Titolo: Just for a Day Autore: Slowdive Produttore: Neil Halstead, Chris Hufford Anno: 1991 Etichetta: Creation Elemento:


P
oche opere sanno creare un ambiente e riempirlo di suono fluido come Just for a Day, album d'esordio della band di Reading, capitanata da uno dei massimi compositori dei Novanta, quel Neil Halstead nel tempo divenuto simbolo di un certo modo di concepire il rock, tanto trasognante e in un certo senso minimale nel suo saperti avvolgere nell'atmosfera.
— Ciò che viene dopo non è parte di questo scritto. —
PR #171, opened 2025-03-20
vm-policy: implement finalization priority

jdygert-spok:
Closes #215 and closes #169.

PR #354, opened 2025-08-05
runtime: require command priority

### LINKED ISSUE #343: policy-compiler: priority attribute should be mandatory
Currently, commands have a default priority of 0. Command priorities should be required and the policy should fail to compile if it is missing.

jdygert-spok:
Persistent commands now require exactly one of `init: true`, `finalize: true`, or `priority: 42`. Ephemeral commands must have none of those.

Closes #343.

### DIFF
--- a/crates/aranya-runtime/src/vm_policy.rs
+++ b/crates/aranya-runtime/src/vm_policy.rs
@@ -129,7 +129,8 @@ use spin::Mutex;
 use tracing::{error, info, instrument};
 
 use crate::{
-    ActionPlacement, CommandPlacement, FactPerspective, MergeIds, Perspective, Prior, Priority,
+    ActionPlacement, Address, CommandPlacement, FactPerspective, MergeIds, Perspective, Prior,
+    Priority,
     command::{CmdId, Command},
     engine::{EngineError, NullSink, Policy, Sink},
 };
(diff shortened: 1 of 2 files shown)


gknopf-aranya:
@jdygert-spok should we add a test that confirms a policy without defined priority attributes for each command fails to compile?

jdygert-spok:
> @jdygert-spok should we add a test that confirms a policy without defined priority attributes for each command fails to compile?

Yes, that goes in the test I need to edit that is ignored.

> Should the priority be moved from the attributes section and directly into the command definition since it's required?

In this implementation it is only required by `aranya_runtime::VmPolicy`, not the compiler.

gknopf-aranya:
> Yes, that goes in the test I need to edit that is ignored.

I think we should test with 2 nearly identical policies. One policy has command priorities defined, while the other does not.
The test would confirm that the first policy compiles, while the second policy does not.

crates/aranya-model/src/tests/basic-policy.md
```diff
@@ -55,6 +55,10 @@ action init(nonce int) {
 
 // `Init` is a command that initializes a graph.
 command Init {
+    attributes {
+        init: true,
```
apetkov-so, line 59: If this is a persistent command, shouldn't it be marked as `persistent`?

As a policy writer, I think I would find this whole block confusing. Which key:value paris are required? What they do? How do they interact with the `persistent` keyword`? Why not just add them implicitly, if they're always required?

crates/aranya-runtime/src/vm_policy.rs
```diff
@@ -229,14 +229,53 @@ fn get_command_priorities(
...
+            Persistence::Persistent => {
+                priority_map.insert(name.clone(), get_command_priority(name, &attrs)?);
+            }
+            Persistence::Ephemeral { .. } => {
+                if attrs != PriorityAttrs::default() {
+                    return Err(AttributeError(
+                        "ephemeral command must not have priority".into(),
+                    ));
+                }
+            }
```
ssweetney-spok: They[Ephemeral commands] don't need priorities but is it really an error if they do have a priority? I'd guess that indicate the policy writer misunderstanding the purpose

jdygert-spok: Yeah, it doesn't _need_ to be an error, but since they wouldn't be used it seems quite misleading to have them.

crates/aranya-runtime/src/vm_policy.rs
```diff
@@ -229,14 +229,53 @@ fn get_command_priorities(
...
+        }
+    }
+    Ok(priority_map)
+}
+
+#[derive(Default, PartialEq)]
```
gknopf-aranya: +Debug?

crates/aranya-runtime/src/vm_policy.rs
```diff
@@ -819,9 +872,51 @@ mod test {
...
+                attributes {}
+                fields {}
+                seal { return todo() }
+                open { return todo() }
+                policy {}
+            }"#,
+            r#"command Test {
+                attributes {
+                    init: false,
+                    finalize: false,
```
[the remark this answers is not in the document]
jdygert-spok: If you're just referring to checking to checking that `finalize: true` sets the priority correctly, we have that below in `test_get_command_priorities`.

If you mean there was no full integration test added back in #171, that's true. Opened #454.

crates/aranya-runtime/src/vm_policy.rs
jdygert-spok: It's private, we can add as needed.

crates/aranya-model/src/tests/basic-policy.md
jdygert-spok: This complexity is already here based on the priorities in the runtime. Just seems like we need to document it https://github.com/aranya-project/aranya-docs/issues/141

PR #599, opened 2026-03-03
policy-compiler: Improve compiler error testing

ssweetney-spok:
Preliminary work for https://github.com/aranya-project/aranya-core/issues/572

The same as https://github.com/aranya-project/aranya-core/pull/489 but for the compiler crate

### DIFF
--- a/crates/aranya-policy-compiler/tests/data/results/result_err_not_defined.fail.snap
+++ b/crates/aranya-policy-compiler/tests/data/results/result_err_not_defined.fail.snap
@@ -1,8 +1,0 @@
----
-source: crates/aranya-policy-compiler/tests/tests.rs
-expression: error
----
-not defined: struct Nonexistent at line 1 col 1:
-	function f() result[int, struct Nonexistent] {
-    return Ok(1)
-}
--- a/crates/aranya-policy-compiler/tests/data/results/result_ok_not_defined.fail.snap
+++ b/crates/aranya-policy-compiler/tests/data/results/result_ok_not_defined.fail.snap
@@ -1,8 +1,0 @@
----
-source: crates/aranya-policy-compiler/tests/tests.rs
-expression: error
----
-not defined: struct Nonexistent at line 1 col 1:
-	function f() result[struct Nonexistent, int] {
-    return Err(1)
-}


ssweetney-spok:
The snapshots of the `Module`s for each "passing" case is making the diff bigger than it needs to be. I could omit it 🤔

crates/aranya-policy-compiler/tests/tests.rs
```diff
@@ -0,0 +1,138 @@
...
+        let ModuleData::V0(ModuleV0 {
+            labels,
+            action_defs,
+            command_defs,
+            fact_defs,
+            struct_defs,
+            enum_defs,
+            globals,
+            ..
+        }) = &self.0.data;
```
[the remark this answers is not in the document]
jdygert-spok: IMO it could be nice to have a large sample of compiled instructions to see how our changes affect the instructions.

crates/aranya-policy-compiler/tests/data/facts/update.pass.policy
```diff
@@ -0,0 +1,11 @@
+fact Foo[i int] => {a string}
+command Test {
+    seal { return todo() }
+    open { return todo() }
+    policy {
+        finish {
+            update Foo[i: 1] to {a: "updated"}
+            update Foo[i: 1]=>{a:"apple"} to {a: "orange"}
```
chip-so: I'm not sure about this test. This shouldn't work, but it's currently [defined as a runtime exception to change the same fact twice in a finish block](https://aranya-project.github.io/policy-book/reference/top-level/commands.html#finish-block). It's technically valid according to the compiler, but I don't know what this test actually proves.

Ci troviamo di fronte ad uno di quei lavori che pur non avendo mai raggiunto un pubblico vasto, definire seminale è davvero il minimo complimento che gli si possa attribuire.

Soffice, misterioso come gli esordi di Julee Cruise, etereo grazie alla voce di Rachel Goswell che anticipa nello stesso anno l'altra principessa dello shoegaze, Bilinda Butcher dei My Bloody Valentine, Just for a Day è formalmente l'autentico vertice di una stagione del rock e di una poetica tutta, l'opera in grado di presentarsi al nuovo decennio senza rinnegare l'esperienza di quello precedente.

Si presti infatti attenzione al languido incedere del basso di Nick Chaplin, così erede della lezione di quel Simon Gallup protagonista del suono dei Cure. Proprio del capolavoro Disintegration Just for a Day sembra il perfetto seguito, quel seguito che i Cure ancora ad oggi non hanno saputo dare alla loro rappresentazione più famosa.

Come un gatto che si estranea per rifugiarsi a riposare nel suo cantuccio preferito, l'ideale ascolto di un disco simile richiede uno spazio in cui si è allo stesso tempo liberi e vulnerabili. Ad esempio stare da soli in una stanza, camminare e non pensare altro che a sé stessi: è come uno specchio. E ascoltare, liberi di fantasticare. Poi di colpo qualcuno entra e ti fa cadere dalle nuvole, cogliendoti così indifeso come il gatto raggomitolato che sogna chissà cosa, così ingenuo prima di tornare a razionalizzare, e prima di domandarti se sarai sempre così, perché queste sono cose che fanno i bambini, gli adolescenti... non una persona seria. Sognare ad occhi aperti, ricordando o immaginando un futuro. Di questo abbisogna Just for a Day.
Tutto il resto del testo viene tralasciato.